Semua kontestan harus menunjukkan yang terbaik di babak final, yang merupakan momen terberat dari turnamen.
Pada titik ini, Bu Fang mulai pusing. Dia tidak tahu bagaimana cara memadatkan Jantung Jalur Memasak…
Untuk menerima fragmen lain dari Set Dewa Memasak, dia harus memiliki Jantung Jalur Memasak. Setelah dia menyelesaikan tugasnya, sistem akan memberinya hadiah.
…
Boom! Boom! Boom!
Kekosongan itu terkompresi, bergemuruh.
Kemudian, dari langit, sesosok bergerak seperti meteor yang jatuh, turun dengan suara gemuruh.
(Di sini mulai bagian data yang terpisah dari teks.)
PR #31, opened 2017-03-24
added OpenCL for the ROCm platform

psteinb:
```
GPU-STREAM
Version: 3.1
Implementation: OpenCL
Running kernels 100 times
Precision: double
Using OpenCL device gfx803
Driver: 1.1 (HSA,LC)
Reduction kernel config: 256 groups of size 256
Copy        409471.915  0.00131     0.00137     0.00133     
Mul         409624.689  0.00131     0.00137     0.00134     
Add         418105.745  0.00193     0.00219     0.00200     
Triad       417470.030  0.00193     0.00228     0.00199     
Dot         461460.829  0.00116     0.00126     0.00120
```
created a specific target for OpenCL on the rocm platform. The only difference to vanilla gcc are the CXXFLAGS. But consider this as a placeholder for future rocm releases when hcc can be used to link OpenCL binaries as well.

### DIFF
--- a/OpenCL.make
+++ b/OpenCL.make
@@ -3,22 +3,23 @@ ifndef COMPILER
 define compiler_help
 Set COMPILER to change flags (defaulting to GNU).
 Available compilers are:
-  GNU CLANG INTEL CRAY
+  GNU CLANG INTEL CRAY HCC
 
 endef
 $(info $(compiler_help))
 COMPILER=GNU
 endif
 
+COMPILER_HCC = g++
 COMPILER_GNU = g++
 COMPILER_CLANG = clang++
 COMPILER_INTEL = icpc
 COMPILER_CRAY = CC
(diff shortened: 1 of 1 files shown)


Ruyk:
Which hardware is gfx803 ?

psteinb:
that is a R9 Fiji Nano with 4GB of HBM1.

jrprice:
I'm not sure I understand the need for this change. The host compiler being used is still GNU not HCC, so the only actual difference is the addition of a non-standard include path. This seems like it could just be achieved with `make -f OpenCL.make COMPILER=GNU EXTRA_FLAGS="-I/opt/rocm/opencl/include"`, rather than adding a specific configuration for it.

psteinb:
true, but this way it's more integrated. feel free to merge or close the PR if you think this is not needed.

Seluruh puncak gunung berguncang.
Ketika Tuan Kota Feng melihat retakan di udara dan istana muncul di gunung… Hatinya membeku.
“Anjing sialan itu!”
Tuan Kota Feng memegang pisau di tangannya, menggenggamnya lebih erat. Matanya dipenuhi niat membunuh yang dingin.
“Kuharap rahasia itu tidak terungkap… kalau tidak, di mana pun dia berada, aku harus membunuh anjing itu!”
Tuan Kota Feng menarik napas dalam-dalam untuk menenangkan diri. Kemudian, dia berjalan masuk ke istana.
“Sial!”
Gemuruh! Gemuruh!
Namun, melihat aula yang kacau, Tuan Kota Feng tidak bisa mengendalikan amarahnya. Dia meraung, lolongannya bergema di kehampaan.
Dia marah, bukan karena bahan-bahan abadi yang hilang, tetapi karena hati yang hilang!
Itu adalah rahasianya, rahasia yang seharusnya tidak pernah terungkap!
…
Lapisan Keempat, Alam Memasak Abadi.
Di sebuah rumah mewah yang terletak di retakan kehampaan, bahan-bahan abadi berserakan di mana-mana di halaman.
Seekor anjing hitam berjalan dengan langkah seperti kucing, keluar dari retakan. Saat berjalan, ia mengeluarkan sendawa keras.
Flowery dan Raja Naga Hitam mengikuti di belakang anjing hitam itu, juga bersendawa.
Raja Naga Hitam membawa karung besar berisi energi abadi yang berliku-liku di punggungnya. Rupanya, dia mendapatkan banyak barang berharga.
“Ayo, ikuti Tuan Anjing… Kita akan pergi ke lapisan ketiga!”